Former Supreme Court Justice Ruth Bader Ginsberg often declared, “Women belong in all places where decisions are being made.” I’m guessing she’d agree that it helps if many of those places are already powerful decision-making roles. Last week’s midterm election victories have finally made that possible in Massachusetts. A state whose puzzling record of not electing women to statewide office is officially a thing of the past.
In an awe-inspiring near-clean sweep, Democratic women won five out of six of the state’s top constitutional jobs: Maura Healey as governor-elect, Kim Driscoll as lieutenant governor-elect, Diana DiZoglio as state auditor-elect and Andrea Campbell as attorney general-elect — and the first Black woman to win statewide. Healey made history as the first openly lesbian governor. And, on election night, she and Driscoll became the first two women in the country to simultaneously win governor and lieutenant governor, just ahead of the newly elected Republican team of Arkansas Governor-elect Sarah Huckabee Sanders and Lieutenant Governor-elect Leslie Rutledge.
Massachusetts is now the second state in New England to experience an electoral pink conversion. In 2012, two women in New Hampshire — Ann McLane Kuster (just reelected last week) and Carol Shea-Porter — won the open Congressional seats.
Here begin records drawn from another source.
PR #42, opened 2018-03-12
Qt5

revmischa:
This is almost ready to merge!

PR #46, opened 2018-04-02
Qt fixes

deltaoscarmike:
These commits fixes:
- Qt automake files
- Pulseaudio automake files
- Both needed to be fixed because projectM-pulseaudio application combine them
- Compile flag conditionnals (SDL/Qt)

Tested and working on debian Sid with Qt5.9


revmischa:
Awesome, thank you!

revmischa:
Hm, even though `--enable-qt` is not enabled in the test (though it should be... or we should test different combinations...), the test builds ok but it seems to fail on install: https://travis-ci.org/projectM-visualizer/projectm/jobs/361505562

revmischa:
Please review https://github.com/projectM-visualizer/projectm/pull/42 !

PR #48, opened 2018-04-05
Add FTGL configure flag

deltaoscarmike:
Not enabled by default.

### DIFF
--- a/src/libprojectM/Common.hpp
+++ b/src/libprojectM/Common.hpp
@@ -30,6 +30,7 @@
 #include <typeinfo>
 #include <cstdarg>
 #include <cassert>
+#include "config.h"
 #ifdef _MSC_sVER
 #define strcasecmp(s, t) _strcmpi(s, t)
 #endif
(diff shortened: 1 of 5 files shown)


revmischa:
libftgl needed for OSX travis build https://travis-ci.org/projectM-visualizer/projectm/jobs/362786185

revmischa:
shipit!

src/libprojectM/Common.hpp
```diff
@@ -30,6 +30,7 @@
 #include <typeinfo>
 #include <cstdarg>
 #include <cassert>
+#include "config.h"
```
revmischa: in re https://github.com/projectM-visualizer/projectm/pull/53#discussion_r180357094 -
is this necessary in Common.hpp? this header is (probably) needed to be "public" and shouldn't include config.h which is "private" to the project

deltaoscarmike: It could be deleted, I should have defined "USE_FTGL" with a cflag instead.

They joined the two women already elected to the Senate — Kelly Ayotte and Jeanne Shaheen — creating New Hampshire’s all-female delegation. That was in addition to the victory of then Governor-elect Maggie Hassan, and the two women who were speaker of the House and chief justice of the state Supreme Court. Women were in place to make decisions at the highest levels.
The path to Massachusetts’ Election Day wins is long, winding and littered with the losses of strong female candidates who couldn’t, in the end, secure the votes or party support, from Tanisha Sullivan’s failed attempt in September’s primary to unseat incumbent Secretary of State William Galvin to acting Gov. Jane Swift’s withdrawal from the 2002 governor’s race. Commenting on the predicted historic female sweep, Swift told the Christian Science Monitor this past September that she wished she hadn’t had to endure an incessant focus on her gender, saying, “I can’t wait for the day … when the women serving in office can talk about the issues … not why they think differently because they have a uterus.”
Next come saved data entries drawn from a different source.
PR #59, opened 2018-05-10
Expression evaluation performance

mbellew:
I saw lots of comments about expression evaluation being performance critical, so I took a look...
I changed eval() to a virtual function, and added an optimization step to get rid of extra nodes (E.g. TreeExpr wrapping a GenExpr).  I think most of the performance gain is from avoiding a lot of if/switch statements by creating more specific subclasses.

Profiles show a pretty significant improvement, FPS shows a more modest improvement.  I'll let you decide...


mbellew:
Working on doing more careful perf comparision...

src/libprojectM/MilkdropPresetFactory/Expr.cpp
```diff
@@ -92,102 +68,243 @@ float PrefunExpr::eval_prefun_expr ( int mesh_i, int mesh_j )
...
-		if (infix_op == Eval::infix_mult)
-			right_arg = 1;
+	// this is gratuitious, but a*b+c is super common, so as proof-of-concept, let's make a special Expr
+	if (infix_op->type == INFIX_ADD && 
+		((left->clazz == TREE && ((TreeExpr *)left)->infix_op->type == INFIX_MULT) ||
+		(right->clazz == TREE && ((TreeExpr *)right)->infix_op->type == INFIX_MULT)))
+	{
+		Expr *a, *b, *c;
+		if (left->clazz == TREE && ((TreeExpr *)left)->infix_op->type == INFIX_MULT)
+		{
```
revmischa: neato 💯

mbellew:
OK. I might make a change to be conservative on that check.

BTW, check out this branch I made to teach myself SSE.  It makes PresetOutputs::PerPixelMath() much  much faster.  Not sure it's worth adding to the main code base, however.

revmischa:
Cool, could be worth adding as long as it's conditionally compiled. Is it doing SIMD ops? Kind of hard to tell what's going on without being familiar with SSE and with no comments.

Like New Hampshire 10 years ago, Massachusetts' five constitutional office winners will serve alongside women in the state Legislature — some newly elected — and Boston Mayor Michelle Wu, who is marking one year in office.
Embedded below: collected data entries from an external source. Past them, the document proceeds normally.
PR #62, opened 2018-05-20
SSE version of PresetOutputs::PerPixelMath

mbellew:
tested using 320x240, yin - 315 - Ocean of Light (yo im peakin yo Eo.S.-Phat).milk just about doubled FPS from 60ish to 110ish.

From google-pprof, doesn't entirely match up with my FPS observation, but does show CPU usage going down.

before
     881  48.6%  48.6%      881  48.6% __iscanonicall
     453  25.0%  73.7%     1225  67.6% PresetOutputs::PerPixelMath
after
     837  47.0%  47.0%      837  47.0% __iscanonicall
     131   7.4%  54.4%      965  54.2% PresetOutputs::PerPixelMath_sse

### DIFF
--- a/src/libprojectM/wipemalloc.cpp
+++ b/src/libprojectM/wipemalloc.cpp
@@ -27,7 +27,8 @@
 #include "wipemalloc.h"
 
  void *wipemalloc( size_t count ) {
-    void *mem = malloc( count );
+    count = (count + 15) & ~(size_t)15;
+    void *mem = aligned_alloc( 16, count );
     if ( mem != NULL ) {
         memset( mem, 0, count );
       } else {
--- a/src/libprojectM/wipemalloc.cpp
+++ b/src/libprojectM/wipemalloc.cpp
@@ -47,7 +47,7 @@
 
 void *wipe_aligned_alloc( size_t align, size_t size )
 {
-#if TARGET_OS_MAC
+#if __APPLE__
     // only support powers of 2 for align
     assert( (align & (align-1)) == 0 );
     void *allocated = malloc(size + align - 1 + sizeof(void*));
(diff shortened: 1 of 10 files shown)


revmischa:
Build is failing on OSX https://travis-ci.org/projectM-visualizer/projectm/jobs/381463843

mbellew:
I have an old iMac mini around somewhere I can blow the dust off and fire up...

revmischa:
If it's easier you can make changes and push them and then look at travis. It takes 5-10 minutes to run through usually.

src/libprojectM/wipemalloc.cpp
```diff
@@ -25,21 +25,61 @@
...
+    if (allocated == NULL)
+    {
+        printf( "wipe_aligned_malloc() failed to allocate %d bytes\n", (int)size );
+        return NULL;
+    }
+    void *ret = (void*) (((size_t)allocated + sizeof(void*) + align -1) & ~(align-1));
+    *((void**)((size_t)ret - sizeof(void*))) = allocated;
+    return ret;
+#else
+    void *mem = aligned_alloc( align, size );
```
revmischa: is aligned_alloc available on EVERY other platform that isn't apple? raspi? BSD? windows?
I know mac is special and needs ^2 alignment, that's fine. i'm concerned about the aligned_alloc being portable.

mbellew: I honestly don't know.  It is C11 standard, and the only google references I found about lack of support seem related to OSX.  I could remove the #ifdef and always use the hand-written version.

revmischa: Well do whatever you think is best

exp: MacOS seems to contain posix_memalign, would that not be sufficient? It seems to work (almost) exactly the same except takes an address to write the pointer to.

mbellew: There's this from stackoverflow

revmischa:
I have one error compiling w/ xcode:

screen shot 2018-05-22 at 22 03 23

On Election Day, a voter told GBH Morning Edition co-anchor Paris Alston she looked forward to “women in power, supporting each other.” Since there is solid evidence that women leaders approach problem-solving more collaboratively, it’s likely that will happen. There will also be tremendous pressure on this historic group of women leaders to meet the high expectations and deliver on their campaign promises.
But, right now, it’s important to pause and acknowledge those who hammered thousands of cracks at that proverbial glass ceiling until it gave way making this historic election possible. In the words of pathbreaking Grammy-winning performer Lizzo, “It’s about damn time.”